I was feeling pretty queasy but to be honest I am not sure if it was from chemo or my anxiety of having to go back to the cancer center. I have found that certain things are so traumatic that I am developing adverse reactions to things I associate with certain experiences. For example this may sound strange but every time I think about using my sticker book to pass the time I instantly start to feel the same symptoms I was feeling during treatment when I had my sticker book out. Mentally I cannot do anything the days following treatment that remind me or its like I start reliving the bad parts. I have had a really hard time even when I am feeling well not fixating on things like this. I wish I could explain it in a clearer manner but something’s just are what they are I guess.


Tuesday morning in the shower I was determined to get all of my hair out so that I was not patchy and awful looking. I kept rubbing my hands over my scalp each time my palms were literally covered in hair. I got 90% of the hair out before having to give up and get out of the shower due to nausea, I had to lay down. What is crazy is a few hours later I ran a few errands as if nothing was wrong. I am thankful to say that besides an awful daily throbbing head/neck ache that since Tuesday morning I have felt somewhat good. I was even able to go to the chiropractor twice this week as on top of chemo my back was cinching up so bad by morning from laying in bed that I would have to get up early as the pain of laying down was so bad.

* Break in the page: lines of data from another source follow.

PR #2811, opened 2026-03-31
Add offset parameter to get_items() for pagination

### LINKED ISSUE #2810: Feature request: add offset parameter to get_items() for real pagination
### Problem

Currently, `get_items(limit=N)` only supports truncation — it returns the latest N items. There is no way to paginate through a session's history (e.g., "give me items 20-30"). This makes it impossible to efficiently browse or display conversation history in pages.

### Proposed Solution

Add an `offset` parameter to `get_items()`:

```python
# Page 1: 10 most recent items
page1 = await session.get_items(limit=10, offset=0)

# Page 2: next 10 items
page2 = await session.get_items(limit=10, offset=10)

# Skip recent items, get the rest
older = await session.get_items(offset=5)
```

This is backward compatible — `offset` defaults to `0`, preserving existing behavior.

### Motivation

- Building chat UIs with "load more" or infinite scroll
- Exporting conversation history in batches
- Analyzing specific portions of a session without loading the entire history
- Consistent with standard database pagination patterns (`LIMIT`/`OFFSET`)

The existing `limit` parameter already implies the need for pagination but only provides half the mechanism.

ecanlar:
## Summary

- Adds `offset` parameter to `get_items()` across **all** session backends, enabling real pagination over conversation history
- Currently `limit` only truncates (returns the latest N items) — with `offset`, users can now paginate through the full history
- Fully backward compatible: `offset` defaults to `0`

## Usage

```python
# Page 1: 10 most recent items
page1 = await session.get_items(limit=10, offset=0)

# Page 2: next 10 items  
page2 = await session.get_items(limit=10, offset=10)

# Skip the 5 most recent, get the rest
older = await session.get_items(offset=5)
```

## Backends updated

| Backend | File |
|---------|------|
| Session protocol | `src/agents/memory/session.py` |
| SessionABC | `src/agents/memory/session.py` |
| SQLiteSession | `src/agents/memory/sqlite_session.py` |
| AsyncSQLiteSession | `src/agents/extensions/memory/async_sqlite_session.py` |
| SQLAlchemySession | `src/agents/extensions/memory/sqlalchemy_session.py` |
| RedisSession | `src/agents/extensions/memory/redis_session.py` |
| DaprSession | `src/agents/extensions/memory/dapr_session.py` |
| AdvancedSQLiteSession | `src/agents/extensions/memory/advanced_sqlite_session.py` |
| EncryptedSession | `src/agents/extensions/memory/encrypt_session.py` |
| OpenAIResponsesCompactionSession | `src/agents/memory/openai_responses_compaction_session.py` |
| OpenAIConversationsSession | `src/agents/memory/openai_conversations_session.py` |

## Test plan

- [x] All 33 existing session tests pass (backward compatible)
- [x] New `test_sqlite_session_get_items_with_offset` — verifies limit+offset pagination, offset-only, and edge cases

Closes #2810

### DIFF
--- a/src/agents/extensions/memory/advanced_sqlite_session.py
+++ b/src/agents/extensions/memory/advanced_sqlite_session.py
@@ -138,12 +138,15 @@ class AdvancedSQLiteSession(SQLiteSession):
     async def get_items(
         self,
         limit: int | None = None,
+        offset: int = 0,
         branch_id: str | None = None,
     ) -> list[TResponseInputItem]:
         """Get items from current or specified branch.
 
         Args:
             limit: Maximum number of items to return. If None, uses session_settings.limit.
+            offset: Number of items to skip (from the most recent) before applying the limit.
+                    Defaults to 0. Combined with limit, enables pagination over history.
             branch_id: Branch to get items from. If None, uses current branch.
 
         Returns:
@@ -161,7 +164,7 @@ class AdvancedSQLiteSession(SQLiteSession):
                 # TODO: Refactor SQLiteSession to use asyncio.Lock instead of threading.Lock and update this code  # noqa: E501
                 with self._lock if self._is_memory_db else threading.Lock():
                     with closing(conn.cursor()) as cursor:
-                        if session_limit is None:
+                        if session_limit is None and offset == 0:
                             cursor.execute(
                                 f"""
                                 SELECT m.message_data
@@ -173,6 +176,7 @@ class AdvancedSQLiteSession(SQLiteSession):
                                 (self.session_id, branch_id),
                             )
                         else:
+                            sql_limit = session_limit if session_limit is not None else -1
                             cursor.execute(
                                 f"""
                                 SELECT m.message_data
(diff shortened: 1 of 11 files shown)


ecanlar:
Thanks for your response!

In my case, I’m developing an assistant (chatbot) that manages a growing history of user sessions in **production**. As the number of sessions increases, retrieving all of them at once is not scalable and negatively impacts both performance and user experience.

Pagination becomes necessary to:

* Efficiently load session history in chunks
* Reduce latency and memory usage
* Support UI patterns like infinite scroll or page-based navigation

Using an offset (or cursor-based pagination) is a standard approach in these scenarios and would make the Sessions API much more practical for real-world applications.

I believe this is not an edge case but a common requirement for any production system that stores conversational history over time.

Thanks for considering it!

seratch:
I mean, just having the offset parameter on the session store side is not enough, because the agent runner does not pass that parameter to your session store. Also, it is not obvious what offset value would be optimal. So, if your app needs to limit the size or number of items, I recommend implementing that logic within the get_items method, such as setting an upper limit on the number of items to return or compacting items at the right time.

On Thursday I had to go back to the cancer center for immunotherapy, it took longer than expected but was a much better experience than my last visit. My dad went with me so that Tyler could work and I was able to sit next to one of my new found breasties who just so happens to have the same diagnosis, treatment plan, and oncologist as me. I had my typical blood work done and was told that my white blood cell count was low but just high enough to go through with treatment for the day. I am hoping that I can pull through and not have to have any delays in treatment. I was go go go Thursday after my treatment but the small victories of feeling “normal” really mean the world.


I get asked all the time how I am feeling which is such a loaded question, because honestly I do not know what to say a lot of the time. If you see me in public smiling, laughing, and acting like I am fine, I bet you do not expect me to answer you honestly with the run down of how crappy I am currently feeling and ignoring. I have a new normal, so on the days when I feel good, most people would think they feel awful. My good day is most peoples BAD day. I have constant symptoms, but I am really good at plowing through and ignoring most of them. I feel like I owe it to myself to still take the time to live during the process instead of laying down and waiting for it to all be over.

One thing I am really struggling with is the stress of weight gain, my body is retaining fluids and the steroids when I am feeling good are making me hungry all the time. I am up a solid 6 pounds. I know I know, I have bigger things to worry about, I’m not fat, and blah blah blah. But please consider my perspective, I have spent the last three years of my life working so hard on myself. It has not been easy, the self restraint and tears, failures and victories just to have my life shattered unexpectedly in a matter of moments. The last thing I need is to gain the weight back I have fought so hard to loose on top of loosing my hair AND thinking about the impact of surgery on my body. So today as I sit here and type this… it is absolutely crazy but I am feeling guilty for eating what I have today. I am hoping I can get my feet underneath me so to speak and find a balance.


On Wednesday I am looking forward to picking up my new wig, Thursday is treatment 3 of 4 for AC treatments prior to starting my 12 weekly taxol treatments. It may not seem like it after reading but I am remaining so positive and thankful that I have felt as good as I have because I am well aware that it could be so much worse.